[TASK GOAL]
From the material beneath, pull every line with the word "return".

++++++++

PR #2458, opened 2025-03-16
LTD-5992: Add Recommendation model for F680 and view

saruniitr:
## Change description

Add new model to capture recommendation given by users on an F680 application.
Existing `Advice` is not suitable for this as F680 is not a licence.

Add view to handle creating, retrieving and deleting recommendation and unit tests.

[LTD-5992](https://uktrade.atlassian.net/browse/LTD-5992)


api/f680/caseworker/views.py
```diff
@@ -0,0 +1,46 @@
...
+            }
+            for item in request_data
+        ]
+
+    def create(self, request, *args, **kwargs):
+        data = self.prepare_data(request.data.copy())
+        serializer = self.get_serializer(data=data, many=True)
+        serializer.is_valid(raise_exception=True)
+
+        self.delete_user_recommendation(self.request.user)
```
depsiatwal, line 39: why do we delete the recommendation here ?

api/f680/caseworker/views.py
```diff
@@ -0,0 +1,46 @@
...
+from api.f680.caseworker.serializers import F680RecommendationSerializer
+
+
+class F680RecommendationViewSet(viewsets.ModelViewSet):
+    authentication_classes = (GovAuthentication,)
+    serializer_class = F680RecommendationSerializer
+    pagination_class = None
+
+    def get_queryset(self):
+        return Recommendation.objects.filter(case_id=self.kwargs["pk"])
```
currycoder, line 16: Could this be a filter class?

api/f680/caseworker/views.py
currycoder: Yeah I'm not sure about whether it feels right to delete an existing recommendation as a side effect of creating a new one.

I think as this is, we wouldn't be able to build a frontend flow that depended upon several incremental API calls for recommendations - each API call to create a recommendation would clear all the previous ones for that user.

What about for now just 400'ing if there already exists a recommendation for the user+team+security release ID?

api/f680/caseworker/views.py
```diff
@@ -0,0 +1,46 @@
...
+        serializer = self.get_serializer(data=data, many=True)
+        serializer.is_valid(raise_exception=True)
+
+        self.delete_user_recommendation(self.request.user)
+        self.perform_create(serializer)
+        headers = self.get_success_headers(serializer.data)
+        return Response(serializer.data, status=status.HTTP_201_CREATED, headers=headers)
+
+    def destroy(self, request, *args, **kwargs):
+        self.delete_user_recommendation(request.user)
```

++++++++

[ANSWER TO THIS TASK]
+        return Recommendation.objects.filter(case_id=self.kwargs["pk"])
+        return Response(serializer.data, status=status.HTTP_201_CREATED, headers=headers)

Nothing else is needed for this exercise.